The College Football Playoff semifinalists went into Saturday with a combined 51-1 record this season.
The one loss is a game Adam Holtorf won’t forget.
“That OU game was one of the top highlights of my career, just because of how we went about our preparation for that game and how we responded to some adversity early in that game,” said Holtorf, a Seward High School graduate who has been Kansas State’s starting center the past three years. “The win was special, but how we went about our preparations and our execution on game day made it extra special.”
Playing on its home field, Kansas State dug itself a 10-0 hole before the Wildcat offense scored on eight straight possessions. That made it 48-23 early in the fourth quarter before the Wildcats held on for a 48-41 win.
That helped the Wildcats go 8-4 this fall and earn a Liberty Bowl matchup against Navy. Kickoff is at 2:45 p.m. Tuesday.
Holtorf was part of bowl victories in 2016 and ’17, but the Wildcats missed a bowl last season when they went 5-7. Bill Snyder retired as coach after the season, having won 215 games in 27 seasons with the Wildcats.
“The biggest thing I learned from Coach Snyder is that it doesn’t matter who you are on the field,” Holtorf said. “The idea of being a whole student-athlete — being involved in the community, being a leader in the classroom — was something I really learned from him and took to heart throughout my career here at Kansas State.”
The 6-foot-4, 302-pound Holtorf has been as good off the field as on it. He has made 37 straight starts at center, helped the Wildcats average 189 yards rushing per game this season and was honorable mention All-Big 12.
Off the field, the three-time Academic All-American was the Big 12 football scholar-athlete of the year and was one of 12 finalists for the Campbell Trophy, which is considered the academic Heisman.
“To be recognized for that was an extreme honor,” said Holtorf, who earned his bachelor’s degree in agribusiness last December and is on track to complete his MBA in May. “From a fit academically and athletically, it’s went really well.”
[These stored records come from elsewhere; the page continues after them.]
PR #135, opened 2019-04-27
Serde

ckaran:
These are the modifications that I found necessary to make parking_lot work with serde.  It is feature gated behind the 'enable_serde' feature.  Please review it to make sure it is good, I'm still learning rust and may have done somethings poorly.

### DIFF
--- a/Cargo.toml
+++ b/Cargo.toml
@@ -14,10 +14,6 @@ edition = "2018"
 parking_lot_core = { path = "core", version = "0.5" }
 lock_api = { path = "lock_api", version = "0.2" }
 
-# Optional dependency for supporting serde.  Use the feature "enable_serde" to
-# get access to this.
-serde = {version = "1.0.90", features = ["derive", "rc", "std"], optional = true}
-
 [dev-dependencies]
 rand = "0.6"
 lazy_static = "1.0"
@@ -33,7 +29,7 @@ default = []
 owning_ref = ["lock_api/owning_ref"]
 nightly = ["parking_lot_core/nightly", "lock_api/nightly"]
 deadlock_detection = ["parking_lot_core/deadlock_detection"]
-enable_serde = ["serde", "lock_api/enable_serde"]
+enable_serde = ["lock_api/enable_serde"]
 
 [workspace]
 exclude = ["benchmark"]
--- a/Cargo.toml
+++ b/Cargo.toml
@@ -29,7 +29,7 @@ default = []
 owning_ref = ["lock_api/owning_ref"]
 nightly = ["parking_lot_core/nightly", "lock_api/nightly"]
 deadlock_detection = ["parking_lot_core/deadlock_detection"]
-enable_serde = ["lock_api/enable_serde"]
+serde = ["lock_api/serde"]
 
 [workspace]
 exclude = ["benchmark"]
--- a/Cargo.toml
+++ b/Cargo.toml
@@ -14,9 +14,16 @@ edition = "2018"
 parking_lot_core = { path = "core", version = "0.5" }
 lock_api = { path = "lock_api", version = "0.2" }
 
+# Optional dependency for supporting serde.  Use the feature "enable_serde" to
+# get access to this.
+serde = {version = "1.0.90", features = ["derive", "rc", "std"], optional = true}
+
 [dev-dependencies]
 rand = "0.6"
 lazy_static = "1.0"
+
+# Used when testing out serde support.
+bincode = {version = "1.1.3"}
 
 [build-dependencies]
 rustc_version = "0.2"
@@ -26,6 +33,7 @@ default = []
 owning_ref = ["lock_api/owning_ref"]
 nightly = ["parking_lot_core/nightly", "lock_api/nightly"]
 deadlock_detection = ["parking_lot_core/deadlock_detection"]
+enable_serde = ["serde", "lock_api/enable_serde"]
 
 [workspace]
 exclude = ["benchmark"]
--- a/lock_api/Cargo.toml
+++ b/lock_api/Cargo.toml
@@ -13,5 +13,14 @@ edition = "2018"
 scopeguard = { version = "1.0", default-features = false }
 owning_ref = { version = "0.4", optional = true }
 
+# Optional dependency for supporting serde.  Use the feature "enable_serde" to
+# get access to this.
+serde = {version = "1.0.90", features = ["derive", "rc", "std"], optional = true}
+
+[dev-dependencies]
+# Used when testing out serde support.
+bincode = {version = "1.1.3"}
+
 [features]
 nightly = []
+enable_serde = ["serde"]
--- a/lock_api/Cargo.toml
+++ b/lock_api/Cargo.toml
@@ -15,7 +15,7 @@ owning_ref = { version = "0.4", optional = true }
 
 # Optional dependency for supporting serde.  Use the feature "enable_serde" to
 # get access to this.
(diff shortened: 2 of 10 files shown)


lock_api/src/rwlock.rs
```diff
@@ -230,6 +235,39 @@ pub struct RwLock<R: RawRwLock, T: ?Sized> {
...
+{
+    fn serialize<S>(&self, serializer: S) -> Result<S::Ok, S::Error>
+    where
+        S: Serializer,
+    {
+        // FIXME It may be possible to use self.read() here instead, but using
+        // self.write() is the conservative choice.  If it *is* possible
+        // (meaning that race conditions are impossible, etc.), then we should
+        // use self.read() instead for performance reasons.
+        self.write().serialize(serializer)
```
Amanieu: Serde seems to use `read` here. I think think we should match the existing behavior of serde.

https://docs.rs/serde/1.0.90/src/serde/ser/impls.rs.html#544-557

lock_api/src/mutex.rs
```diff
@@ -93,6 +98,35 @@ pub struct Mutex<R: RawMutex, T: ?Sized> {
...
+impl<'de, R, T> Deserialize<'de> for Mutex<R, T>
+where
+    R: RawMutex,
+    T: Deserialize<'de> + ?Sized
+{
+    fn deserialize<D>(deserializer: D) -> Result<Self, D::Error>
+    where
+        D: Deserializer<'de>,
+    {
+        Deserialize::deserialize(deserializer).map(|value| Mutex::new(value))
```
Amanieu: You can just do `map(Mutex::new)`  here. Same for the other `Deserialize` implementations.

lock_api/Cargo.toml
```diff
@@ -13,5 +13,14 @@ edition = "2018"
 scopeguard = { version = "1.0", default-features = false }
 owning_ref = { version = "0.4", optional = true }
 
+# Optional dependency for supporting serde.  Use the feature "enable_serde" to
+# get access to this.
+serde = {version = "1.0.90", features = ["derive", "rc", "std"], optional = true}
```
Amanieu: Optional dependencies are already treated as feature names. So you can just use `cfg(feature = "serde)` and get rid of the "enable_serde" feature.

Cargo.toml
```diff
@@ -14,10 +14,17 @@ edition = "2018"
 parking_lot_core = { path = "core", version = "0.5" }
 lock_api = { path = "lock_api", version = "0.2" }
 
+# Optional dependency for supporting serde.  Use the feature "enable_serde" to
+# get access to this.
+serde = {version = "1.0.90", features = ["derive", "rc", "std"], optional = true}
```
Amanieu: `parking_lot` doesn't need to depend on `serde`. Only `lock_api` needs the dependency.

lock_api/Cargo.toml
Amanieu: Also, why are the "derive", "rc" and "std" features enabled? I don't think any of these are needed. In fact you should be using `default-features = false` so that no_std support for serde is enabled.

lock_api/src/rwlock.rs
ckaran: Works for me!  Like I said in the [original issue](https://github.com/Amanieu/parking_lot/issues/46#issuecomment-486461368), I was unsure as to what the best thing to do was, and was hoping you'd make the decision.

lock_api/Cargo.toml
ckaran: > Optional dependencies are already treated as feature names. So you can just use `cfg(feature = "serde)` and get rid of the "enable_serde" feature.

I didn't know that; I'm still learning rust, so thank you for teaching me something new!

> Also, why are the "derive", "rc" and "std" features enabled? I don't think any of these are needed. In fact you should be using `default-features = false` so that no_std support for serde is enabled.

I enabled them because they mirrored how I was using them in my own project.  As long as all those features can be enabled in a different project easily, then there's no need to enable them.  Would the normal method to enable them in a project that uses `parking_lot` be something like:
```toml
serde = {features=["parking_lot/serde/rc"]}
```
or would it be
```toml
serde = {features=["serde/rc"]}
```
?

As long as the method to enable the features is well-documented so that third party users can enable them as needed, then I think removing the requirements is a good idea.

Cargo.toml
ckaran: OK.  Do you want me to make all these changes, or do you want to do it and merge them back in?

ckaran:
Hi @Amanieu, I looked at your change suggestions, and they make sense to me.  Do you want me to make the changes, or would you prefer to make them yourself and merge them in?

Cargo.toml
ckaran: Yes, but if you don't know that, then you end up in the situation I was in with my project where all the tests from within the `lock_api` crate work, but once you pop up outside of it they don't because `parking_lot` isn't enabling `serde`.  By putting the optional feature into the top-level crate (`parking_lot`) new users are aware of the existence of the `enable_serde` feature, and can use it directly.

In addition, by putting `enable_serde` into `parking_lot`, you can turn it on and off on all of the dependent crates at the same time; this could be useful if you need to enable it for the `core` or `benchmark` crates at the same time.

lock_api/src/rwlock.rs
ckaran: Now changed.

lock_api/src/mutex.rs
ckaran: Now changed.

Cargo.toml
Amanieu: You can add a "proxy" serde feature to parking_lot, which just forwards to lock_api/serde:

```
[features]
serde = ["lock_api/serde"]
```

lock_api/Cargo.toml
Amanieu: If your own crate needs to use serde, then it will itself depend on serde and enable the features that it needs. Cargo will combine the serde features from all dependencies and enable all the ones that are needed.

In the case of lock_api, we only want to enable the bare minimum of features, so that we are maximally compatible. This is why we disable even the default serde features in lock_api so that we don't enable the "std" feature and can be compatible with no_std projects.

ckaran: > Cargo will combine the serde features from all dependencies and enable all the ones that are needed.

I didn't know that; thanks for letting me know!  Now changed.

Cargo.toml
ckaran: OK, I've added the proxy serde feature.  That said, I'm still using `enable_serde` and not `serde`.  Should I change that as well?  I think I remember seeing a comment online that if the name of a crate and a feature switch are the same, then there will be issues with Cargo, but I don't remember where I saw that... is that correct?

Amanieu: You should replace `enable_serde` with just `serde`. You don't need to add a `serde` feature to `lock_api` since optional crates will automatically create a feature with the same name as the crate.

ckaran: OK, I made the changes.  Thank you for explaining that about Cargo to me!

ckaran:
I just realized that there is one more thing to do; I haven't updated either the travis or appveyor test scripts to test the serde feature.  I'm unfamiliar with how to do with either, and will just be making educated guesses in updating those files; would you be willing to update them as needed to ensure the tests are done?

Amanieu:
Just add these 2 lines to .travis.yml:
```
- travis-cargo build -- --features serde
- travis-cargo test -- --features serde
```

Amanieu:
Thanks!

Holtorf is one of 27 seniors on K-State’s roster. They had to adjust not only to a new coach in Chris Klieman, who won four FCS national titles at North Dakota State the previous five years, but also to nearly an entire new staff.
One of the coaches who followed Klieman from North Dakota State was offensive line coach Conor Riley, an Omaha Creighton Prep graduate who played football at UNO. Riley said Holtorf’s experience has helped smooth the transition.
“Our center has to do a lot of communications, so the experience and knowledge that Adam has is huge,” Riley said. “The things that make him special, besides his physical attributes, is how sharp a football player he is, how savvy he is, how much he understands blocking schemes and protection.”
Riley actually recruited Holtorf for North Dakota State when he was making his college decision. Holtorf was offered by Kansas State days before he was scheduled to make an unofficial visit to Fargo. Riley figured with the Power Five offer, Holtorf would bypass the visit, but he still wanted to make the trip.
“That said a lot about his character,” Riley said. “How fortunate am I to have that opportunity (to coach him)? We joked early on about how things work out.”
Holtorf is looking forward to the Liberty Bowl, but he’s also weighing whether he’ll pursue a pro career. He’s projected as a late-round pick in some NFL mock drafts.
Riley thinks Holtorf would be an asset on that level.
“With him playing the center position, he’ll have the ability to pick up NFL offenses quickly. He’ll go in there and work his tail off,” Riley said. “I think NFL teams would be missing out because of the type of young man he is.”